The numbers, the bestiality, the methodology of evil, the failure of humans, nations,
peoples, spirit, the collaboration of majority with evil, silence of Church and
powerful should be part of our collective modern human being identity. We are
committed to listen to witnesses, hear their story, learn what happened and realize
that behind the words, behind one word, the Holocaust, so many lives have been
lost, so many dreams have been extinguished, and so many hopes have not come
true. Jewish culture teaches that the one who saves one soul has saved the whole
world. We can paraphrase it and talk of so many worlds lost in the Holocaust.
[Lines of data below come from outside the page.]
PR #221, opened 2015-04-15
Adding support for --selinux-enabled=true|false option

n0coast:
spec tests created and passing


garethr:
@n0coast thanks, this looks good. Much appreciated.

The victims are those who perished and those who escaped the horror. Some are
still with us and we should listen to them and learn, realize that it did happen and
derive the lesson.
Hannah Arendt in her discussion of the Eichmann trial tried to provide another
perspective which 50 years later calls for a deeper insight. In her book „Eichmann in
Jerusalem: Report on the Banality of Evil“ (1963), much criticized at the time for the
use of the word „ banality“ as well as her attempt to look into the soul of the devil,
Arendt provided us with an analysis, worth attention and discussion, especially with
time passing and the certain historic distance taking place. Defining Eichmann's role
as banality of evil is in no way a defense of the murderer, perpetrator or
collaborator. Eichmann's actions, and actions of many others, those who murdered
and those who ignored or kept quiet, have nothing to do with Kant's categorical
imperative.
As humans we should maintain and preserve the role of legislators for the moral self;
we shall be the ones distinguishing moral and immoral, right and wrong, good and
evil, and not delegate to a supreme flesh and blood authority.
In describing the state of mind of the human beast, Arendt writes: „He (Eichmann)
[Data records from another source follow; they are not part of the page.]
PR #222, opened 2015-04-15
Make the debian init script always use the title as the name of the docker container

solarkennedy:
We already have a name for the docker::run, it is the title.

This PR makes all docker::run's use the title as the primary key, instead of the cid file.

This greatly simplifies the (debian) init script, makes it compatible with restart policies, and makes it much more obvious to the user when they run docker-ps themselves. (and don't have to remember to cleanup cid files if they manually kill something)

Obsoletes #190
Related to #209, #203

### DIFF
--- a/manifests/run.pp
+++ b/manifests/run.pp
@@ -178,8 +178,9 @@ define docker::run(
     if $initscript == "/etc/init.d/docker-${sanitised_title}" {
       # This exec sequence will ensure the old-style CID container is stopped
       # before we replace the init script with the new-style.
-      exec { "/etc/init.d/docker-${sanitised_title} stop":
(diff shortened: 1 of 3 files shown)


solarkennedy:
I also have code to do the transition help (from cid to name) that I have in our profile_docker, but if you want I can make a separate PR for that if you want it to be in here.

Additionally if accepted I'll do a second pr to remove the use_name parameter entirely.

solarkennedy:
I think it is a bit irresponsible to ship such a breaking change without code to help the transition, so I've included it in this PR.

garethr:
@solarkennedy thanks again for this, I've just made some fixes due to upstream Docker changes in RedHat so I'll hopefully be releasing a new version to the Forge soon.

had ceased to live according to Kantian principles, that he had known it, and that he
had consoled himself with the thoughts that he no longer was master of his own
deeds, that he was unable to change anything“.
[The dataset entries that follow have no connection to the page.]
Issue #130, opened 2014-10-13
[Feature Request] docker::stop  / docker::rm


farion:
It should be possible to stop and remove containers somehow Basically the opposite of docker::run. Otherwise it is not possible to get rid of containers you don't need anymore. 

Perhaps something like this:

// Will stop all containers with that image (and tag)
docker::stop { 'helloworld':
  image   => 'base:tag'
}

// Will remove all containers with that image (and tag)
docker::remove { 'helloworld':
  image   => 'base:tag'
}

MichaelMackus:
:+1:

garethr:
As of https://github.com/garethr/garethr-docker/pull/403 the module now supports making containers absent. Thanks for the report, and apologies it took a while to add the capability.

PR #223, opened 2015-04-16
Removed restart setting from systemd erb file.

jonnytpuppet:
Removed restart setting from systemd erb file.

### DIFF
--- a/templates/etc/systemd/system/docker-run.erb
+++ b/templates/etc/systemd/system/docker-run.erb
@@ -8,7 +8,6 @@ Requires=docker.service<% if @depends %><% @sanitised_depends_array.each do |d| 
 
 [Service]
 <%- if @username -%>User=<%= @username %><%- end -%>
-Restart=on-failure
 StartLimitInterval=20
 StartLimitBurst=5
 TimeoutStartSec=0


garethr:
I'm not sure this the right think.

This setting appears useful to me, specifically allowing systemd to ensure a container is running all the time. Without this you're relying on an external process (like monit), or it not crashing, or Puppet once every half hour (too long)?

It would be useful to explain the rationale for why this would be a good idea?

jonnytpuppet:
The default behaviour in docker is restart=no. (I.e. by removing the setting, this is the restart setting that is applied)

Additionally, the docker module does not work properly when restart is set to anything else other than restart=no (or by leaving the restart setting out). 

The things that break are:
use_name
stopping a container
docker rm command line tool

Removing restart also keeps things consistent with how the init.d scripts work for debian based OSes.

garethr:
1. I think we're going to kill `use_name` soon so I'm not concerned with the difference between the init scripts at present
2. That's not supported by the module at all at present, it's being tracked in https://github.com/garethr/garethr-docker/issues/130
3. If you need to remove a container, first stop the systemd service. This should prevent systemd restarting the container when you remove it.
4. I think the fact that restarts aren't nicely handled by sysvinit is a good reason to use systemd, rather than a reason to remove useful functionality.

Sorry, I don't see this being merged. The individual issues are just that, individual. And the suggested fix is both backwards incompatible and makes the module worse.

Looking back at Arendt's teaching and insight should be our message to future
generations. The historic event is there to be remembered, never forgotten, to teach
us a lesson; it happened and people took part in it. Extremism, fanaticism, hate,
intolerance, ignorance can lead to bestiality of society. Each individual's own
judgment in distinguishing between right and wrong is the barrier, the guarantee
against evil.
We are today in the presence of political leaders, teachers, hopefully some students
We should all take the message of the dangerous character of the ordinary and
routine from history, from the lessons of the Holocaust. In Europe, in 1939s and
1940s human values collapsed, civilization failed and humans, as they joined the
stream, are responsible! The Nazi race theory, the race laws of Nuremberg and the
killing machine were possible in a society and culture where people as humans
became equally redundant, losing their own judgment and influenced by the flock.
A new century, a new millennium has arrived and we have a moral historic mission
to remember and learn. Almost 70 years after the Holocaust which liquidated a third
of the Jewish people, Israelis and Jews have an unavoidable legacy, to carry the
torch, never forget and find the way to keep the memory alive for the sake of
humanity, for the sake of a better world for future generations. It is up to us to teach
and learn, remember, live normal moral life. This is how history should be involved in
our life as individuals and nations. Maybe with the lessons of history as part of our
lives we can succeed where past generations failed. It was Theodore Adorno who
wrote immediately after the World War II that the purpose and object of progressive
thinking, enlightment purpose is to release the human being from fear and establish
his sovereignty. Alas, the world (of the 40s) is torn with disasters and tragedies"
(Dialectic of Enlightment, 1947). To overcome the fear we need to learn, remember
and maintain moral self-jurisprudence of our actions".